We made a deal: I would teach her to fight. The coming morning, I was showing her first moves at the park next to the Campus. Tai chi felt like the most suited for her hippie-ness. I was right. She loved it, both the slow and the fast. The ideas and actions. The applications. I chose to go easy but deep, making sure each motion she learned, she could truly use.

Her enthusiasm must have made an impression. For every class, an onlooker asked to join. I took them all. Young and old, students, professors, college officials and store clerks. Anyone, as long as they didn’t have balls.

The multiple ironies weren’t mute to my ears, of course. I had jumped from being the Asian in science to the Asian in Martial Arts. Moved from the People’s Republic of China to teach at the People’s Park of Berkeley. I was a walking, pushing and slow kicking cliché. I was having fun, though. Finally.

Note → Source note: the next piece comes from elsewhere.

PR #9, opened 2025-04-28
Optimize bilateral trade and allow public link downloads

lbm364dl:
For the optimization part I was inspired by [the profvis package](https://profvis.r-lib.org/) when looking for profiling tools. Running it I could see which parts took longer.
- Restructure code to use a single call to `purrr::map` equivalents. Check function `.process_bilateral_trade`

Until Miranda didn’t appear two classes in a row.

I searched for her. Called. Nothing. Days later, I noticed one of the Cal star swimmers limp his way through the corridors. I’ve seen him before. Good looking, hopeful Olympian, full of himself. He had a black eye too. You know, the pool may distress a hamstring, but no belly flop would cause a dark swollen socket.

From class to class I followed the guy. When he left the school grounds, I went behind toward the dorms, waiting for the right opportunity. A little alley, poorly lit. That was it. I reached out. “Miranda asked me to check if she hadn’t hurt you too much” – I bluffed. The jock never questioned who I was. Just begged for forgiveness.

Which of course I did. But I broke both his legs first.